Work to be completed
Each line from the one containing "- embed client/docs/swagger-ui" to the end of the listing below should be repeated exactly, with no other line included.

Data to use
PR #24, opened 2024-09-23
chore: make build-ledger, fix reproducible builds, reinforce go version

tbruyelle:
- add make build-ledger
- fix CI env set TM_VERSION
- reinforce go version to go1.21.13
  - build will exit if go version doesn't match exactly
  - print instruction to run with specific go version
  - add `make print_required_go_version` so CI can fetch the information

### DIFF
--- a/.github/workflows/release.yml
+++ b/.github/workflows/release.yml
@@ -21,7 +21,7 @@ jobs:
 
       - uses: actions/setup-go@v5
         with:
-          go-version: "1.20"
+          go-version: "1.21"
 
       - name: Set Env
         run: echo "TM_VERSION=$(go list -m github.com/tendermint/tendermint | sed 's:.* ::')" >> $GITHUB_ENV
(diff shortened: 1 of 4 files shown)


giunatale (approved):

giunatale (approved):
we are enforcing even subversions while technically that would not be needed if not for reproducible builds.

I am not against it, but it's a little tighter as a requirement than what we actually need.

tbruyelle:
> we are enforcing even the subversion while technically that would not be needed if not for consistency of hashes for reproducible builds.
> 
> I am not against it, but it's a little tighter as a requirement than what we actually need.

True, but I have found this to be the easiest way to ensure reproducible builds for most users.

If we remove the subversion check, and just check the major version, how do we know about reproducible builds? We could print a warning, but that would be a 4 line warning with all the instructions, it looks a bit annoying to have that for every build, so I chose the current solution.

Let me know if you think of another way.

tbruyelle:
@giunatale see [d13bc86](https://github.com/atomone-hub/atomone/pull/24/commits/d13bc863075680432341607fb1af7a7b1d845684)

giunatale (approved):

PR #25, opened 2024-09-23
feat(x/gov): constitution amendments can update the constitution

giunatale:
The `ProposeConstitutionAmendment` msg that is used for constitution amendment proposals now contains an `amendment` field, that needs to be in *unified diff* format (the output of `diff -u`) and will trigger an update
of the constitution.

The choice of using a unified diff format instead of requiring to overwrite the constitution with an entirely new string is for a couple reasons:

- human readability
- compactness

The choice of the unified diff format was deemed the best tradeoff to achieve both results.

A cli command in the txs called `generate-constitution-amendment` is also provided that fetches the current constitution and generates the amendment message that needs to go in the proposal, but the patching mechanism accepts standard unified diffs generated from any source. Putting it into the txs seemed the best place.

The code that checks and applies the diffs does not rely on any external library, conversely the CLI utility to generate the diff does make use of `github.com/hexops/gotextdiff`.


tests/e2e/e2e_gov_test.go
```diff
@@ -176,6 +177,35 @@ func (s *IntegrationTestSuite) testGovParamChange() {
...
 
+func (s *IntegrationTestSuite) testGovConstitutionAmendment() {
+	s.Run("constitution amendment", func() {
+		chainAAPIEndpoint := fmt.Sprintf("http://%s", s.valResources[s.chainA.id][0].GetHostPort("1317/tcp"))
+		senderAddress, _ := s.chainA.validators[0].keyInfo.GetAddress()
+		sender := senderAddress.String()
+
+		res := s.queryConstitution(chainAAPIEndpoint)
+		newConstitution := "New test constitution"
+		amendment, err := govtypes.GenerateUnifiedDiff(res.Constitution, newConstitution)
```
tbruyelle, line 188: Even though it is already unit-tested, for end2end completeness it would be nice to use the CLI to generate the proposal file instead, wdyt?

giunatale: sounds good!

x/gov/keeper/constitution_test.go
```diff
@@ -0,0 +1,39 @@
...
+		amendment           string
+		expectedResult      string
+		expectError         bool
+	}{
+		{
+			name:                "failed patch application",
+			initialConstitution: "Hello World",
+			amendment:           "Hi World",
+			expectError:         true,
+		},
```
tbruyelle, line 24: no "success" test case ?

giunatale: Thanks, I actually left this file to readdress later and then forgot about it..

tests/e2e/e2e_gov_test.go
giunatale: done

x/gov/keeper/constitution_test.go
giunatale: done

x/gov/client/cli/tx.go
```diff
@@ -430,7 +436,12 @@ $ %s tx gov generate-constitution-amendment path/to/updated/constitution.md
 		},
 	}
 
-	flags.AddTxFlagsToCmd(cmd)
+	// This is not a tx command (but a utility for the proposal tx), so we don't need to add tx flags.
+	// It might actually be confusing, so we just add the query flags.
+	flags.AddQueryFlagsToCmd(cmd)
```
tbruyelle, line 440: `NewCmdDraftProposal()` is also part of the `tx` command and just output some data, similarly. But it doesn't replace the tx flags with the query flags. Why do you need to query flags ?

giunatale: `NewCmdDraftProposal` is a little different also because it's generating a tx right? while this command doesn't, it generates the content for a tx NOT the whole tx so stuff like chain-id or fees doesn't even make sense.
While it could make sense in that case.

But, it's true that adding the tx flags to that command is alwo wrong because there are some flags that let imagine that the command is able to submit the tx too

giunatale: After further checks it seems actually the txflags are added but ignored in the case of `NewCmdDraftProposal`? So shouldn't they be removed altogether? no flags are used aside from the skip-metadata one (generally the flags are used in `tx.GenerateOrBroadcastTxCLI()` but that is not called in the command as the command writes directly to file, actually the name of the file can't even be changed...)

giunatale: Confirmed, so I actually removed it in this PR

tbruyelle: got it, thanks for the investigation and the report!

tbruyelle (approved):

PR #27, opened 2024-09-25
doc: gov doc revamp

tbruyelle:
TODO:
- [x] include late quorum voting period extension
- [x] include constitution amendments and law proposals
- [x] add new params
- [x] check other md files


giunatale:
We also need to add constitution amendments

giunatale:
@tbruyelle this should be done, please review

tbruyelle:
@giunatale LGTM

Issue #35, opened 2024-10-22
Fix swagger generation


tbruyelle:
The swagger files should be generated by the `make proto-swagger-gen` command, but it fails:

```
$ make proto-swagger-gen
Generating Protobuf Swagger
Failure: could not read file buf.gen.swagger.yaml: open buf.gen.swagger.yaml: no such file or directory
make: *** [Makefile:338: proto-swagger-gen] Error 1
```

The same error is triggered with Gaia v15.2.0 where this repo is forked from.

PR #38, opened 2024-10-25
fix: swagger generation

tbruyelle:
Closes: #35

The swagger generation consists of the following steps:
- generate json files from proto using the swagger plugin
- combine json files into client/docs/swagger-ui/swagger.yaml file
- embed client/docs/swagger-ui into go code using rakyll/statik
- serve this specific statik fs to `/swagger` endpoint


giunatale:
there is a lint error, the e2e error is instead I think a false positive

giunatale (approved):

Result for this task
- embed client/docs/swagger-ui into go code using rakyll/statik
- serve this specific statik fs to `/swagger` endpoint


giunatale:
there is a lint error, the e2e error is instead I think a false positive

giunatale (approved):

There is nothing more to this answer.